Всё сложно - страница 24

Шрифт
Интервал


Чтобы пойти домой, мне нужно было вызвать Жоффруа и оставить в залог 1000 шекелей. Сразу после этого пришлось купить новый телефон. Я заблокировала симку, и они могли моим телефоном только орехи колоть. Но вообще-то это был мой любимый айфон, и покупать новый в мои планы совсем не входило. А пришлось.

Потом были разговоры с адвокатом, который сначала говорил, какая все это чепуха и мне никто ничего не может сделать, а теперь стал убеждать в том, что я крепко влипла и это вполне может полностью разрушить мою жизнь, по ходу еще и выставил меня полной дурой, заявив:

– Боже, она мне звонит с паленого телефона и говорит такие вещи! Гениально! Приходи ко мне в кабинет, и мы все обсудим. Я бы на твоем месте сделал это немедленно. Моя консультация стоит 500 шекелей, могу записать тебя на среду.

У меня не было денег, и этот урод адвокат, который каждый день в фейсбуке высмеивал жертв насилия и строчил высказывания в духе «каждая баба, которую отметелил ее муж, сначала этого заслужила», не вызывал никакого доверия.

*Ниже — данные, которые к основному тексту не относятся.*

PR #170, opened 2020-09-28
Advanced search: Fix string criterion contains '0' returning all results

annProg:
criterion `contains 0` will not work as expect
image

The redevelopped query expression should be 
```
SELECT `Server` FROM Server AS `Server` WHERE (`Server`.`friendlyname` LIKE '%0%')
```

The problem is caused by `empty()` function considered "0"(0 as a string) to be empty.

### DIFF
--- a/sources/application/search/criterionconversion/criteriontooql.class.inc.php
+++ b/sources/application/search/criterionconversion/criteriontooql.class.inc.php
@@ -114,12 +114,21 @@ class CriterionToOQL extends CriterionConversionAbstract
 		return addslashes($aValues[$iIndex]['value']);
 	}
 
+	private static function IsEmpty($sValue)
+	{
+		if ($sValue === "0")
+		{
+			return false;
+		}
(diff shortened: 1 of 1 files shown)


Hipska (changes requested):
The correct way to do it would be to use `strlen`.

annProg:
> The correct way to do it would be to use `strlen`.

new commit use `strlen`

Molkobain:
Hello @annProg ,

We reviewed this among the dev team and agreed that it should be merged. We are just checking if a unit test could be added to cover this, then we'll check with the product team if it's okay to put this in the 3.0.

Thanks and sorry for the delay!

Take care,
Guillaume

Molkobain:
Go for integration in 3.0, will be merged just before the beta

Hipska (approved):

Molkobain (approved):

Molkobain:
Corresponding unit test done in 43290c0f

PR #171, opened 2020-09-30
Add curl as optional php extension

Hipska:
I'm open to suggestions for the description text.

### DIFF
--- a/setup/setuputils.class.inc.php
+++ b/setup/setuputils.class.inc.php
@@ -2154,7 +2154,7 @@ JS
 			],
 			'ldap' => 'LDAP authentication will be disabled.',
 			'mbstring' => 'For CryptEngine implementations, trace in Mail to ticket automation', // N°2891
-			'curl' => 'cURL for data collectors and API connectors',
+			'curl' => 'cURL might be needed for some extensions.',
 		];
 
 		if (utils::IsDevelopmentEnvironment()) {
--- a/setup/setuputils.class.inc.php
+++ b/setup/setuputils.class.inc.php
@@ -2154,6 +2154,7 @@ JS
 			],
 			'ldap' => 'LDAP authentication will be disabled.',
 			'mbstring' => 'For CryptEngine implementations, trace in Mail to ticket automation', // N°2891
+			'curl' => 'cURL for data collectors and API connectors',
 		];
 
 		if (utils::IsDevelopmentEnvironment()) {


Hipska:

Из дома я позвонила Нинель и предупредила ее о Паше. Она тоже жутко перепугалась. А сама я была в отвратительном состоянии, мне казалось, что кто-то циничный и злой бесцеремонно влез в мою жизнь и со смехом ковыряет палочкой в том, что мне дорого и важно для меня. Я не привыкла жить в паранойе. Моя маленькая жизнь, в которой я никому ничего не сделала плохого, в которой я работаю с восемнадцати лет и честно плачу налоги, к слову немалые, не должна интересовать полицию. Я не заслуживаю всего этого лишь за то, что выкурила косяк полтора года назад. Я даже не смогла позволить себе купить этот самый косяк. Там всего-то было две переписки. В одной говорилось: «– Можно 1? – Да», а в другой: «– Можно 1? – Нет». Это значило, что я хочу купить один грамм травы, а он не хотел продавать меньше пяти, но на пять у меня уже денег не было. Полиции вот налоги заплатила.

Ночь была ужасной, меня трясло, и бесконечно крутилась в мозгу вся эта беседа со следователем, весь этот кошмар. Мысли о том, что надо было ответить не так, а вот так, сводили меня с ума. К утру я вдруг четко осознала, что я хочу уехать. Я видела себя со стороны, униженно сидящей четыре часа подряд на скамейке, упираясь взглядом в лифт. На мне была потертая кожаная куртка, которой было уже шестнадцать лет, свитер-платье, его я купила шесть лет назад и больше не любила, старые стоптанные полусапожки.